What you need to do — Once you find the line containing "is present because" in the data below, copy it and each following line exactly, up to and including the line containing "- Minimal, surgical", and nothing else.

Collected data entries

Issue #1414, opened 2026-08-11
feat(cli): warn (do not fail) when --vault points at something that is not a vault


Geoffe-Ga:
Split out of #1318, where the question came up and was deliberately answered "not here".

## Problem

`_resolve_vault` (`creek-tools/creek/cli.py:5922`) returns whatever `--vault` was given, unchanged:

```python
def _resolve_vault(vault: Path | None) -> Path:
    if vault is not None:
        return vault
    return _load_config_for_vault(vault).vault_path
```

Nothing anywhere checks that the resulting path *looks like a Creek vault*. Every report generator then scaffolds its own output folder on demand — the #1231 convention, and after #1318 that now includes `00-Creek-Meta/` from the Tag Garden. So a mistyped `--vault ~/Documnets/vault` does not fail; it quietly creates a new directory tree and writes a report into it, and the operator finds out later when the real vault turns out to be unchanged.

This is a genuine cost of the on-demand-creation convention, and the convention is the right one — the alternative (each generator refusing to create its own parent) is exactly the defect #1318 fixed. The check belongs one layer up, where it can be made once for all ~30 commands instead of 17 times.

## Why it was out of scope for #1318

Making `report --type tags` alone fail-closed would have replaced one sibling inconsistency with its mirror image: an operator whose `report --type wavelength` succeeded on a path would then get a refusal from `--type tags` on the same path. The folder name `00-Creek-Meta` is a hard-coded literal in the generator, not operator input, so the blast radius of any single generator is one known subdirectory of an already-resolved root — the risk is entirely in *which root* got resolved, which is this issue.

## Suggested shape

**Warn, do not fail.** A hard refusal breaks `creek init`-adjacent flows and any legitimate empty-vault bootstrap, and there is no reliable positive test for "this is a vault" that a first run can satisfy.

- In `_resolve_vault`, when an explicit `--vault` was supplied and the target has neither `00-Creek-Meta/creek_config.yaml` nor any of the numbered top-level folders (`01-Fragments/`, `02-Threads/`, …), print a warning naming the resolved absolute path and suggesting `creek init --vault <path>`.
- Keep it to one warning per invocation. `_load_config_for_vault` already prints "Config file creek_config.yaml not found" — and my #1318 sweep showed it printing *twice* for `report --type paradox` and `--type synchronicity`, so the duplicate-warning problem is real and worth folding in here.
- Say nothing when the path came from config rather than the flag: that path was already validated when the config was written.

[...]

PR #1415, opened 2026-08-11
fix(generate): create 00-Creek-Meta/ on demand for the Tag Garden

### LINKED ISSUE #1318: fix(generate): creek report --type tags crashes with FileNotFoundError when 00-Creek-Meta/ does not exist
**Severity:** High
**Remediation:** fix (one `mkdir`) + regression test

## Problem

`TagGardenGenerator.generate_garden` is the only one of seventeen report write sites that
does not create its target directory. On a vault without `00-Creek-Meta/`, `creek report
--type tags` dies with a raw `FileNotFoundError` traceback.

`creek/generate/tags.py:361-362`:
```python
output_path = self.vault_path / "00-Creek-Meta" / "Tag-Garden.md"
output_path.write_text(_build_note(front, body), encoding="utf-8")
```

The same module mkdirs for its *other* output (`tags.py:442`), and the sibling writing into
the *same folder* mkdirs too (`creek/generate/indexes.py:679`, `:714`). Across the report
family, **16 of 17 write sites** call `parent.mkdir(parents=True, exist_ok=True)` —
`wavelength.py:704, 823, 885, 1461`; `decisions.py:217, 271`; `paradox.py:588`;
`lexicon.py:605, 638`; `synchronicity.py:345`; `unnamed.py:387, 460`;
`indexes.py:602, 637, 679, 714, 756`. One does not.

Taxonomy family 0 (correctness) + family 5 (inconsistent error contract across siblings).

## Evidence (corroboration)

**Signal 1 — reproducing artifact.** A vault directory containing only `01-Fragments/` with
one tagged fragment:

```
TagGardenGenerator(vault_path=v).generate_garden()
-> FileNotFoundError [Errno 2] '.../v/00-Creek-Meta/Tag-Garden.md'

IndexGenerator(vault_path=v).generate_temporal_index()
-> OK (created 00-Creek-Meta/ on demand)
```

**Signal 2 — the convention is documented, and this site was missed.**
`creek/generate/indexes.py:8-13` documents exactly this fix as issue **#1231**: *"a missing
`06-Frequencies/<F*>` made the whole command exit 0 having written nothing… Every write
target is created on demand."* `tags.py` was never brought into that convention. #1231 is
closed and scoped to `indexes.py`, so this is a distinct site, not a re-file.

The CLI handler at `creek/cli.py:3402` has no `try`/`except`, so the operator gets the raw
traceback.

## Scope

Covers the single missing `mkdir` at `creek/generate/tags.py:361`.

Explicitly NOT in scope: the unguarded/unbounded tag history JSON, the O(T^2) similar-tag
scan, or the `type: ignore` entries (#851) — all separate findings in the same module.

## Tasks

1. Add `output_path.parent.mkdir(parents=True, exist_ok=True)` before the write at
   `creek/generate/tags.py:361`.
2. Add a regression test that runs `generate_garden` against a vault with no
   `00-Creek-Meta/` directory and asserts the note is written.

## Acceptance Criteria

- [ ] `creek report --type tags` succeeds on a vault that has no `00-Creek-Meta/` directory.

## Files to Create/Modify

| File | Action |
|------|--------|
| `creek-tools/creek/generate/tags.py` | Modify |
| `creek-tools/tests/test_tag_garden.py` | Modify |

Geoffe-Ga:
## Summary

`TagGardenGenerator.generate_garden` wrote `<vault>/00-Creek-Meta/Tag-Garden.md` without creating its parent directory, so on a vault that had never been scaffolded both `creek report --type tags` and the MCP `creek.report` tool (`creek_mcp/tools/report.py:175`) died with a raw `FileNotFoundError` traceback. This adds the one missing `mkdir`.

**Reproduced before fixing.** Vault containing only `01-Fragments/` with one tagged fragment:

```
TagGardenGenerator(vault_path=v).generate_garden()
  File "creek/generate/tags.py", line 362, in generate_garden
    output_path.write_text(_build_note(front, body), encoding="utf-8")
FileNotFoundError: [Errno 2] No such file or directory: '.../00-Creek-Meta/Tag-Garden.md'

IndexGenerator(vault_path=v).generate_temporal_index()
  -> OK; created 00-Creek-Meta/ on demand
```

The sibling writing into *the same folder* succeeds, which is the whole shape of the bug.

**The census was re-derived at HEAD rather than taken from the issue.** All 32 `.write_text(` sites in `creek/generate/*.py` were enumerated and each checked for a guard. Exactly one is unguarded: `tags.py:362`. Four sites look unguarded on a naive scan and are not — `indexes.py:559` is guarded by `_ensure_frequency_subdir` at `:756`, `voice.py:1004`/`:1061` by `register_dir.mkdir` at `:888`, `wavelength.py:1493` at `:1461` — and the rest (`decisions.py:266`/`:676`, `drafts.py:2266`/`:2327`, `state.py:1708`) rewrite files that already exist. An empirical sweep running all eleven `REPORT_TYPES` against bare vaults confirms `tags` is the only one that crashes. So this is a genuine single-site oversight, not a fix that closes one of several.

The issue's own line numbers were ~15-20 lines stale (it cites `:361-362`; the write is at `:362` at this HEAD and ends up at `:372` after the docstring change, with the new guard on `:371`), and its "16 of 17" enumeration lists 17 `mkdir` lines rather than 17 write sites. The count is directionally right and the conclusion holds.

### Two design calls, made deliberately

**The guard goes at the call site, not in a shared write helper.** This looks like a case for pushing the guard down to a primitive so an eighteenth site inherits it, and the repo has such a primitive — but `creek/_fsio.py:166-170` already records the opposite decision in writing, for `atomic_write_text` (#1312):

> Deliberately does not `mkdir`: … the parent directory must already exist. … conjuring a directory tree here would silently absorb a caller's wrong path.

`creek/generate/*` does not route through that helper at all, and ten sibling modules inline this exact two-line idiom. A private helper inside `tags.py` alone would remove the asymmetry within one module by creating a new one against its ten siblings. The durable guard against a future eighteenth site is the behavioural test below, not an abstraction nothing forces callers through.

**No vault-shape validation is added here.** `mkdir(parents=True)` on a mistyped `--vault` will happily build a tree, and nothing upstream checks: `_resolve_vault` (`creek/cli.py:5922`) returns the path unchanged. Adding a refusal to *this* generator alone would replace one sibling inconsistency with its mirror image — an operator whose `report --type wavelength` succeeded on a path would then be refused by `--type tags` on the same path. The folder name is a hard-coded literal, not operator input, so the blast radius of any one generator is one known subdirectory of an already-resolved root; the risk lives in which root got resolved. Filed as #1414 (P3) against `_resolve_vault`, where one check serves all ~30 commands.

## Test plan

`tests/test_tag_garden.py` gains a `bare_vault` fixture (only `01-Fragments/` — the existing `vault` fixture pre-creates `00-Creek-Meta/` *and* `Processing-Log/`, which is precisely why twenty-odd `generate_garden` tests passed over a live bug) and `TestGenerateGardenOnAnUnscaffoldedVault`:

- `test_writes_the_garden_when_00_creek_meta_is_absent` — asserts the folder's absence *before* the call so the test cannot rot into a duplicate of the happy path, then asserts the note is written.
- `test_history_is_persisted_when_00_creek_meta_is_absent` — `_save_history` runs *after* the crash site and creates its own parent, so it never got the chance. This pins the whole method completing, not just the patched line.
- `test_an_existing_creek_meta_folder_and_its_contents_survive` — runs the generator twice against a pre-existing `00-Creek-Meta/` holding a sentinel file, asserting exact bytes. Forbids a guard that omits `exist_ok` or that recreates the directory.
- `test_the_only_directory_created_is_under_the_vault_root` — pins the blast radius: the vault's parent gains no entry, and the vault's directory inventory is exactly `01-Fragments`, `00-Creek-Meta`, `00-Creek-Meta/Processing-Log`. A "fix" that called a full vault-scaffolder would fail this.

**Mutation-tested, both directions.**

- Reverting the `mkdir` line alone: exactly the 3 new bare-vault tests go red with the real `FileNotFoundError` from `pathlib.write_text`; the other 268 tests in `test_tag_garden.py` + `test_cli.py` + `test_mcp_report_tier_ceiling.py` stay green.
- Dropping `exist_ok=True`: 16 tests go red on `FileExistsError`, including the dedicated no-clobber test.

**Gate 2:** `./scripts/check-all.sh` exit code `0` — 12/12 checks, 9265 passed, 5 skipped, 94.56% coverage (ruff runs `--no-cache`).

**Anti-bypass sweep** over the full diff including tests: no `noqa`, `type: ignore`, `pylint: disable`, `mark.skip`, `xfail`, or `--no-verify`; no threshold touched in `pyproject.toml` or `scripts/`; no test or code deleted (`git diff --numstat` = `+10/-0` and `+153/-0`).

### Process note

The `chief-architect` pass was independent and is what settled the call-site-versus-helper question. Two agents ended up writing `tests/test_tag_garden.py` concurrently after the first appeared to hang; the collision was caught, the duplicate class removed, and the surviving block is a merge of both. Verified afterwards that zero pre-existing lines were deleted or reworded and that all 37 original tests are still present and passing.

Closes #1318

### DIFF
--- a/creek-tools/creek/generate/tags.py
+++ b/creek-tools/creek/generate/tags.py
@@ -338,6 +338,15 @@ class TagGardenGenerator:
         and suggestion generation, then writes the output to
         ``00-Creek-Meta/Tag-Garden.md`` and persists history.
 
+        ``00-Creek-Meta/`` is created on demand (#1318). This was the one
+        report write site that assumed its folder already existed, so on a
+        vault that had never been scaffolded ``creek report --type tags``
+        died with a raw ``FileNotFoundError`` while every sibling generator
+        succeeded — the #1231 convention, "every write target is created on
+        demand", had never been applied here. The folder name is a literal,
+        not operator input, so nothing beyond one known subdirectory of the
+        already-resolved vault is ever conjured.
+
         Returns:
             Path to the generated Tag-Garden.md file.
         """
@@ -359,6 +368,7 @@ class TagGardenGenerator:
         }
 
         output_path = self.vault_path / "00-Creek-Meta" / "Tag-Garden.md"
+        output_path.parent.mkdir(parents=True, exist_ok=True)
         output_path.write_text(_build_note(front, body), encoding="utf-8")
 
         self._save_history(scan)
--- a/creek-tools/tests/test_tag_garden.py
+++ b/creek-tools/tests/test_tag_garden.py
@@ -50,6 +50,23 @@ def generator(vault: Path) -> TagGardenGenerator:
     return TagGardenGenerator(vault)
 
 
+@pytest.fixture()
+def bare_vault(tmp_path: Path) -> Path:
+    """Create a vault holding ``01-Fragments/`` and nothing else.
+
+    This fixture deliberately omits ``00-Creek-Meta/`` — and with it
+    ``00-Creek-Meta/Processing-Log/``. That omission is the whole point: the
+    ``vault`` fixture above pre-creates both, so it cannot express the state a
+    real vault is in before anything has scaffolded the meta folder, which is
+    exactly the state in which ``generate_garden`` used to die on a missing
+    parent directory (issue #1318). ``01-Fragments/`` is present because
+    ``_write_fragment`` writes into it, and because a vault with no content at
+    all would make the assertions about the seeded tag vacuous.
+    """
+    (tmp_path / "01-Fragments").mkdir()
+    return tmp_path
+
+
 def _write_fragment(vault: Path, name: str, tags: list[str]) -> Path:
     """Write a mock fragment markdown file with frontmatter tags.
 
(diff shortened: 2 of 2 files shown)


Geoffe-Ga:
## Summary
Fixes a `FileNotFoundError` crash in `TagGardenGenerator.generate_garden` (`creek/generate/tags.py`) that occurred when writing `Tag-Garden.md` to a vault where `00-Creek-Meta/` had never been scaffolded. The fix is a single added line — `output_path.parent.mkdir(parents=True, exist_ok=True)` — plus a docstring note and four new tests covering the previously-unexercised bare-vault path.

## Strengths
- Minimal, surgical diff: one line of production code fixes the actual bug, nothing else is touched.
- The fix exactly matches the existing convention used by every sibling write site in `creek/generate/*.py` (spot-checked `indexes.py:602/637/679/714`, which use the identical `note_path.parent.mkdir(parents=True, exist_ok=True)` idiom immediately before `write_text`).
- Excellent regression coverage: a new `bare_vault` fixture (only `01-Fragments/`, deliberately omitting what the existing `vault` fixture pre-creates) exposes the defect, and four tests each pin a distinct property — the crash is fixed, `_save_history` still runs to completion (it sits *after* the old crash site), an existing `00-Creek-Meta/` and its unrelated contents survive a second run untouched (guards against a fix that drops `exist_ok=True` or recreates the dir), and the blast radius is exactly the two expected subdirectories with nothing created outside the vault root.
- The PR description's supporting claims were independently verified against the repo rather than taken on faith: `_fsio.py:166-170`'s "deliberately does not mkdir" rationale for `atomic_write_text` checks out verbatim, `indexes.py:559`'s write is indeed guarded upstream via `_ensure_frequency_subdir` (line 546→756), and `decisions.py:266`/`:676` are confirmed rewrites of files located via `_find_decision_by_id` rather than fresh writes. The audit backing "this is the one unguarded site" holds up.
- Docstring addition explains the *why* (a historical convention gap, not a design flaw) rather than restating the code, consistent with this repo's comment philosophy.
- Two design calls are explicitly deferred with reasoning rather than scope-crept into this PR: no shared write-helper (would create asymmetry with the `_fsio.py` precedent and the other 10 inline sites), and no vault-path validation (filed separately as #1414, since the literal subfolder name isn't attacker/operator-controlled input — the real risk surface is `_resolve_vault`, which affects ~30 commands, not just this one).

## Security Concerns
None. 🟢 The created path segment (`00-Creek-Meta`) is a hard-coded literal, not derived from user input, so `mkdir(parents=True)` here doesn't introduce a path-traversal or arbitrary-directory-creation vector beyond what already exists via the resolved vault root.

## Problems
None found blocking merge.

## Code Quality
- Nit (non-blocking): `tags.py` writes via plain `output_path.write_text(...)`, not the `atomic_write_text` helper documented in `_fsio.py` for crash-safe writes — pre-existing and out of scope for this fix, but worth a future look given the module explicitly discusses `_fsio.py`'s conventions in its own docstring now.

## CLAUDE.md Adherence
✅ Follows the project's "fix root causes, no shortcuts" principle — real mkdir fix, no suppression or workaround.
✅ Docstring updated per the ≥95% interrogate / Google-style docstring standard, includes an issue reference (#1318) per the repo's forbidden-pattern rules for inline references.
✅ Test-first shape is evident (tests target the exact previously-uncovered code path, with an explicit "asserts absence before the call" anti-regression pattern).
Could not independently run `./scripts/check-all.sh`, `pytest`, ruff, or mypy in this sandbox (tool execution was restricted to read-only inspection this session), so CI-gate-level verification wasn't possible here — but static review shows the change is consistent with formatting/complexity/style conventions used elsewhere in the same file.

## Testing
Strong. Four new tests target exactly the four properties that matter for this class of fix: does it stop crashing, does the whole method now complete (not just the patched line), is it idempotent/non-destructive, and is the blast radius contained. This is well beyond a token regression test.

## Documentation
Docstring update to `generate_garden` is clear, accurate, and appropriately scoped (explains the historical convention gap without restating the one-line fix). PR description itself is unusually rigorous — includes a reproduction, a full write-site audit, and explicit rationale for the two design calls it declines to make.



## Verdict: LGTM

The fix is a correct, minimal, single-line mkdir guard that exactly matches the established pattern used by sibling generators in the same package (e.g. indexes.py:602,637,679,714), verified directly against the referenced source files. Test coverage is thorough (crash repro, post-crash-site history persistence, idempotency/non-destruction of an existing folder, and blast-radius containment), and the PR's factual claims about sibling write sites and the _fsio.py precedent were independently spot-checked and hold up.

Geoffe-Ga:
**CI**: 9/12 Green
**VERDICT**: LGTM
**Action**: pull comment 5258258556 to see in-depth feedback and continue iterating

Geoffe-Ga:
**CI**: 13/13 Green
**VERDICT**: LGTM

Task answer —
+    parent directory (issue #1318). ``01-Fragments/`` is present because
+    ``_write_fragment`` writes into it, and because a vault with no content at
+    all would make the assertions about the seeded tag vacuous.
+    """
+    (tmp_path / "01-Fragments").mkdir()
+    return tmp_path
+
+
 def _write_fragment(vault: Path, name: str, tags: list[str]) -> Path:
     """Write a mock fragment markdown file with frontmatter tags.
 
(diff shortened: 2 of 2 files shown)


Geoffe-Ga:
## Summary
Fixes a `FileNotFoundError` crash in `TagGardenGenerator.generate_garden` (`creek/generate/tags.py`) that occurred when writing `Tag-Garden.md` to a vault where `00-Creek-Meta/` had never been scaffolded. The fix is a single added line — `output_path.parent.mkdir(parents=True, exist_ok=True)` — plus a docstring note and four new tests covering the previously-unexercised bare-vault path.

## Strengths
- Minimal, surgical diff: one line of production code fixes the actual bug, nothing else is touched.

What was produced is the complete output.